▸ **REQUIREMENT**
Print all of the data exactly.

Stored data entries
PR #186, opened 2018-10-14
Eco 652 cap per DS

doodyparizada:
Currently all digital service user earning is payed from the same Kin account with a shared capping per offer. This prevent us for providing separate funds per each DS.

In this PR, the capping and payment address is configurable per DS via the AppOffer class.

### DIFF
--- a/scripts/src/admin/routes.ts
+++ b/scripts/src/admin/routes.ts
@@ -179,7 +179,7 @@ export function createRoutes(app: Express, pathPrefix?: string) {
 		.get("/orders/:order_id/retry", wrapService(retryOrder))
 		.get("/users/:user_id/retry", wrapService(retryUserWallet))
 		// change data
-		.post("/applications/:app_id//offers/:offer_id", jsonResponse(changeOffer))
+		.post("/applications/:app_id/offers/:offer_id", jsonResponse(changeOffer))
 	;
 
 	app.use("", router);
--- a/scripts/src/admin/routes.ts
+++ b/scripts/src/admin/routes.ts
@@ -179,7 +179,7 @@ export function createRoutes(app: Express, pathPrefix?: string) {
 		.get("/orders/:order_id/retry", wrapService(retryOrder))
 		.get("/users/:user_id/retry", wrapService(retryUserWallet))
 		// change data
-		.post("/offers/:offer_id", jsonResponse(changeOffer))
+		.post("/applications/:app_id//offers/:offer_id", jsonResponse(changeOffer))
 	;
 
 	app.use("", router);
--- a/scripts/src/admin/services.ts
+++ b/scripts/src/admin/services.ts
@@ -1,5 +1,5 @@
-import { Application } from "../models/applications";
-import { Offer, PollAnswer } from "../models/offers";
+import { Application, AppOffer } from "../models/applications";
+import { Cap, Offer, PollAnswer } from "../models/offers";
 import { getManager } from "typeorm";
 import { User } from "../models/users";
 import { OpenOrderStatus, Order, OrderContext } from "../models/orders";
@@ -52,8 +52,6 @@ const OFFER_HEADERS = `<tr>
 <th>total cap</th>
 <th>total per user</th>
 <th>owner</th>
-<th>recipient</th>
-<th>sender</th>
 <th>date</th>
 </tr>`;
 
@@ -402,10 +400,9 @@ export async function getApplicationOffers(params: { app_id: string }, query: Pa
 		throw new Error("no such app: " + params.app_id);
 	}
 
-	const offers = app.offers;
 	let ret = `<table>${OFFER_HEADERS}`;
-	for (const offer of offers) {
-		ret += await offerToHtml(offer);
+	for (const appOffer of app.appOffers) {
+		ret += await offerToHtml(appOffer.offer);
 	}
 	ret += "</table>";
 	return ret;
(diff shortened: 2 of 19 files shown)


scripts/src/create.ts
```diff
@@ -13,7 +13,7 @@ import { init as initModels, close as closeModels } from "./models";
 import { PageType, Poll, Quiz, Tutorial } from "./public/services/offer_contents";
 import { createEarn, createSpend } from "./create_data/offers";
 import { ContentType, Offer } from "./models/offers";
-import { StringMap, Application, ApplicationConfig } from "./models/applications";
+import { StringMap, Application, ApplicationConfig, AppOffer } from "./models/applications";
```
liorama: Where are you using this?

scripts/src/admin/routes.ts
```diff
@@ -179,7 +179,7 @@ export function createRoutes(app: Express, pathPrefix?: string) {
 		.get("/orders/:order_id/retry", wrapService(retryOrder))
 		.get("/users/:user_id/retry", wrapService(retryUserWallet))
 		// change data
-		.post("/offers/:offer_id", jsonResponse(changeOffer))
+		.post("/applications/:app_id//offers/:offer_id", jsonResponse(changeOffer))
```
doodyparizada: two `//`

scripts/src/internal/services.ts
```diff
@@ -194,9 +195,17 @@ export async function paymentFailed(payment: FailedPayment, logger: LoggerInstan
  * register to get callbacks for incoming payments for all the active offers
  */
 export async function initPaymentCallbacks(logger: LoggerInstance): Promise<Watcher> {
-	const offers = await Offer.find<Offer>({ type: "spend" }); // get all active spend offers
+	const appOffers = await AppOffer.find();
+	const apps = await Application.find();
```
liorama: You can use `promise.all()` with these queries as well...

scripts/src/internal/services.ts
```diff
@@ -194,9 +195,17 @@ export async function paymentFailed(payment: FailedPayment, logger: LoggerInstan
...
 	// create a list of unique addresses
-	const addresses = removeDuplicates(offers.map(offer => offer.blockchainData.recipient_address!));
+	const addresses = removeDuplicates(
+		[
+			...appOffers
+			.filter(appOffer => appOffer.offer.type === "spend")
+			.map(appOffer => appOffer.walletAddress),
```
liorama: Add parentheses to make it more readable 
```javascript
	...(appOffers
	.filter(appOffer => appOffer.offer.type === "spend")
	.map(appOffer => appOffer.walletAddress)),
```

scripts/src/public/services/offers.ts
```diff
@@ -90,41 +86,42 @@ async function filterOffers(userId: string, app: Application | undefined, logger
...
-					}
-					const content = contents.get(offer.id);
-					if (!content) {
-						return null;
-					}
-					return offerDbToApi(offer, content, getOfferTranslations(language, offer.id, availableTranslations));
+		appOffers
+			.map(async appOffer => {
+				const offer = appOffer.offer;
+				if ((totalOfferCounts.get(offer.id) || 0) >= appOffer.cap.total) {
```
liorama: We should add a default value to `Map#get`, like in python.

scripts/src/models/applications.ts
```diff
@@ -45,6 +57,59 @@ export class Application extends CreationDateModel {
...
+
+	@ManyToOne(type => Application, app => app.appOffers)
+	@JoinColumn({ name: "applicationsId" })
+	public readonly app!: Application;
+
+	public async didExceedCap(userId: string): Promise<boolean> {
+		const total = await Order.countByOffer(this.offerId);
+
+		if (total >= this.cap.total) {
+			return true;
```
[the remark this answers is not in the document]
doodyparizada: A caching solution is something a bit bigger, I don't want to add it now.
My idea is to manage these totals per offer+app in a cache and never hit the DB for counting.

scripts/src/public/services/offers.ts
doodyparizada: ok. How do you suggest?

scripts/src/models/orders.ts
```diff
@@ -22,6 +22,7 @@ import { generateId, IdPrefix } from "../utils";
 import { User } from "./users";
 import { BlockchainData, OfferType, OrderValue } from "./offers";
 import { CreationDateModel, initializers as Initializers, register as Register } from "./index";
+import { Exception } from "winston";
```
doodyparizada: why this import?

doodyparizada:
## migration
```sql
ALTER TABLE applications_offers_offers ADD column cap text;
ALTER TABLE applications_offers_offers ADD column wallet_address varchar;

UPDATE applications_offers_offers as ao SET cap = o.cap, wallet_address = CASE WHEN o.type='spend' THEN o.blockchain_data::json->'recipient_address' ELSE o.blockchain_data::json->'sender_address' END  FROM offers o WHERE "offersId" = o.id;
```
Then remove old columns and make these columns not null;

scripts/src/admin/services.ts
```diff
@@ -262,7 +261,28 @@ async function appToHtml(app: Application): Promise<string> {
 </tr>`;
 }
 
-async function offerToHtml(offer: Offer): Promise<string> {
+async function offerToHtml(offer: Offer, appOffer?: AppOffer): Promise<string> {
```
YohayBar: @doodyparizada did you add/adjust unit tests?

doodyparizada: This is the admin page. Admin isn't currently part of the unit tests. It could be when we migrate it to an API service instead of server-side rendering.

doodyparizada:
added description

scripts/src/public/services/offers.ts
liorama: Subclass or Proxy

▸ **RESULT OF THIS TASK**
PR #186, opened 2018-10-14
Eco 652 cap per DS

doodyparizada:
Currently all digital service user earning is payed from the same Kin account with a shared capping per offer. This prevent us for providing separate funds per each DS.

In this PR, the capping and payment address is configurable per DS via the AppOffer class.

### DIFF
--- a/scripts/src/admin/routes.ts
+++ b/scripts/src/admin/routes.ts
@@ -179,7 +179,7 @@ export function createRoutes(app: Express, pathPrefix?: string) {
 		.get("/orders/:order_id/retry", wrapService(retryOrder))
 		.get("/users/:user_id/retry", wrapService(retryUserWallet))
 		// change data
-		.post("/applications/:app_id//offers/:offer_id", jsonResponse(changeOffer))
+		.post("/applications/:app_id/offers/:offer_id", jsonResponse(changeOffer))
 	;
 
 	app.use("", router);
--- a/scripts/src/admin/routes.ts
+++ b/scripts/src/admin/routes.ts
@@ -179,7 +179,7 @@ export function createRoutes(app: Express, pathPrefix?: string) {
 		.get("/orders/:order_id/retry", wrapService(retryOrder))
 		.get("/users/:user_id/retry", wrapService(retryUserWallet))
 		// change data
-		.post("/offers/:offer_id", jsonResponse(changeOffer))
+		.post("/applications/:app_id//offers/:offer_id", jsonResponse(changeOffer))
 	;
 
 	app.use("", router);
--- a/scripts/src/admin/services.ts
+++ b/scripts/src/admin/services.ts
@@ -1,5 +1,5 @@
-import { Application } from "../models/applications";
-import { Offer, PollAnswer } from "../models/offers";
+import { Application, AppOffer } from "../models/applications";
+import { Cap, Offer, PollAnswer } from "../models/offers";
 import { getManager } from "typeorm";
 import { User } from "../models/users";
 import { OpenOrderStatus, Order, OrderContext } from "../models/orders";
@@ -52,8 +52,6 @@ const OFFER_HEADERS = `<tr>
 <th>total cap</th>
 <th>total per user</th>
 <th>owner</th>
-<th>recipient</th>
-<th>sender</th>
 <th>date</th>
 </tr>`;
 
@@ -402,10 +400,9 @@ export async function getApplicationOffers(params: { app_id: string }, query: Pa
 		throw new Error("no such app: " + params.app_id);
 	}
 
-	const offers = app.offers;
 	let ret = `<table>${OFFER_HEADERS}`;
-	for (const offer of offers) {
-		ret += await offerToHtml(offer);
+	for (const appOffer of app.appOffers) {
+		ret += await offerToHtml(appOffer.offer);
 	}
 	ret += "</table>";
 	return ret;
(diff shortened: 2 of 19 files shown)


scripts/src/create.ts
```diff
@@ -13,7 +13,7 @@ import { init as initModels, close as closeModels } from "./models";
 import { PageType, Poll, Quiz, Tutorial } from "./public/services/offer_contents";
 import { createEarn, createSpend } from "./create_data/offers";
 import { ContentType, Offer } from "./models/offers";
-import { StringMap, Application, ApplicationConfig } from "./models/applications";
+import { StringMap, Application, ApplicationConfig, AppOffer } from "./models/applications";
```
liorama: Where are you using this?

scripts/src/admin/routes.ts
```diff
@@ -179,7 +179,7 @@ export function createRoutes(app: Express, pathPrefix?: string) {
 		.get("/orders/:order_id/retry", wrapService(retryOrder))
 		.get("/users/:user_id/retry", wrapService(retryUserWallet))
 		// change data
-		.post("/offers/:offer_id", jsonResponse(changeOffer))
+		.post("/applications/:app_id//offers/:offer_id", jsonResponse(changeOffer))
```
doodyparizada: two `//`

scripts/src/internal/services.ts
```diff
@@ -194,9 +195,17 @@ export async function paymentFailed(payment: FailedPayment, logger: LoggerInstan
  * register to get callbacks for incoming payments for all the active offers
  */
 export async function initPaymentCallbacks(logger: LoggerInstance): Promise<Watcher> {
-	const offers = await Offer.find<Offer>({ type: "spend" }); // get all active spend offers
+	const appOffers = await AppOffer.find();
+	const apps = await Application.find();
```
liorama: You can use `promise.all()` with these queries as well...

scripts/src/internal/services.ts
```diff
@@ -194,9 +195,17 @@ export async function paymentFailed(payment: FailedPayment, logger: LoggerInstan
...
 	// create a list of unique addresses
-	const addresses = removeDuplicates(offers.map(offer => offer.blockchainData.recipient_address!));
+	const addresses = removeDuplicates(
+		[
+			...appOffers
+			.filter(appOffer => appOffer.offer.type === "spend")
+			.map(appOffer => appOffer.walletAddress),
```
liorama: Add parentheses to make it more readable 
```javascript
	...(appOffers
	.filter(appOffer => appOffer.offer.type === "spend")
	.map(appOffer => appOffer.walletAddress)),
```

scripts/src/public/services/offers.ts
```diff
@@ -90,41 +86,42 @@ async function filterOffers(userId: string, app: Application | undefined, logger
...
-					}
-					const content = contents.get(offer.id);
-					if (!content) {
-						return null;
-					}
-					return offerDbToApi(offer, content, getOfferTranslations(language, offer.id, availableTranslations));
+		appOffers
+			.map(async appOffer => {
+				const offer = appOffer.offer;
+				if ((totalOfferCounts.get(offer.id) || 0) >= appOffer.cap.total) {
```
liorama: We should add a default value to `Map#get`, like in python.

scripts/src/models/applications.ts
```diff
@@ -45,6 +57,59 @@ export class Application extends CreationDateModel {
...
+
+	@ManyToOne(type => Application, app => app.appOffers)
+	@JoinColumn({ name: "applicationsId" })
+	public readonly app!: Application;
+
+	public async didExceedCap(userId: string): Promise<boolean> {
+		const total = await Order.countByOffer(this.offerId);
+
+		if (total >= this.cap.total) {
+			return true;
```
[the remark this answers is not in the document]
doodyparizada: A caching solution is something a bit bigger, I don't want to add it now.
My idea is to manage these totals per offer+app in a cache and never hit the DB for counting.

scripts/src/public/services/offers.ts
doodyparizada: ok. How do you suggest?

scripts/src/models/orders.ts
```diff
@@ -22,6 +22,7 @@ import { generateId, IdPrefix } from "../utils";
 import { User } from "./users";
 import { BlockchainData, OfferType, OrderValue } from "./offers";
 import { CreationDateModel, initializers as Initializers, register as Register } from "./index";
+import { Exception } from "winston";
```
doodyparizada: why this import?

doodyparizada:
## migration
```sql
ALTER TABLE applications_offers_offers ADD column cap text;
ALTER TABLE applications_offers_offers ADD column wallet_address varchar;

UPDATE applications_offers_offers as ao SET cap = o.cap, wallet_address = CASE WHEN o.type='spend' THEN o.blockchain_data::json->'recipient_address' ELSE o.blockchain_data::json->'sender_address' END  FROM offers o WHERE "offersId" = o.id;
```
Then remove old columns and make these columns not null;

scripts/src/admin/services.ts
```diff
@@ -262,7 +261,28 @@ async function appToHtml(app: Application): Promise<string> {
 </tr>`;
 }
 
-async function offerToHtml(offer: Offer): Promise<string> {
+async function offerToHtml(offer: Offer, appOffer?: AppOffer): Promise<string> {
```
YohayBar: @doodyparizada did you add/adjust unit tests?

doodyparizada: This is the admin page. Admin isn't currently part of the unit tests. It could be when we migrate it to an API service instead of server-side rendering.

doodyparizada:
added description

scripts/src/public/services/offers.ts
liorama: Subclass or Proxy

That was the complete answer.